**WHAT YOU ARE ASKED TO DO**.
Could you print only the lines from the one containing "PR #108, opened 2015-01-14" through the end of the listing below, unchanged?
START DATA EXTRACT
PR #103, opened 2015-01-09
Use the instance to get the shortcode model.

ellatrix:


danielbachhuber:
Thanks, @avryl !

@mattheu can you test this?

danielbachhuber:
@avryl If you remove `setHTML()` in 527fa9213d2b16b88da77382cbea8259c939d6c7, how are we supposed to accommodate for shortcodes that load scripts and other nefarious HTML?

ellatrix:
Better to use `setIframes` then, but no need to copy those methods for core I think.

mattheu:
Thanks for this Avryl

One issue is that I’m getting the following error: 

Uncaught TypeError: undefined is not a function in media-editor.js line 839

This seems to be caused by this line: 

this.trigger( 'insert', shortcode );

If I revert this line only it all works OK.

danielbachhuber:
Continued in #143

PR #108, opened 2015-01-14
Use named function to switch tabs when preview

jitendraharpalani58:
See: https://github.com/fusioneng/fusion-theme/issues/888


danielbachhuber:
:+1:

PR #112, opened 2015-01-20
remove TinyMCE filter for stylesheet; use add_editor_style instead

crstauf:
fix Shortcake overwriting other TinyMCE stylesheets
END DATA EXTRACT
**ANSWER SECTION**.
PR #108, opened 2015-01-14
Use named function to switch tabs when preview

jitendraharpalani58:
See: https://github.com/fusioneng/fusion-theme/issues/888


danielbachhuber:
:+1:

PR #112, opened 2015-01-20
remove TinyMCE filter for stylesheet; use add_editor_style instead

crstauf:
fix Shortcake overwriting other TinyMCE stylesheets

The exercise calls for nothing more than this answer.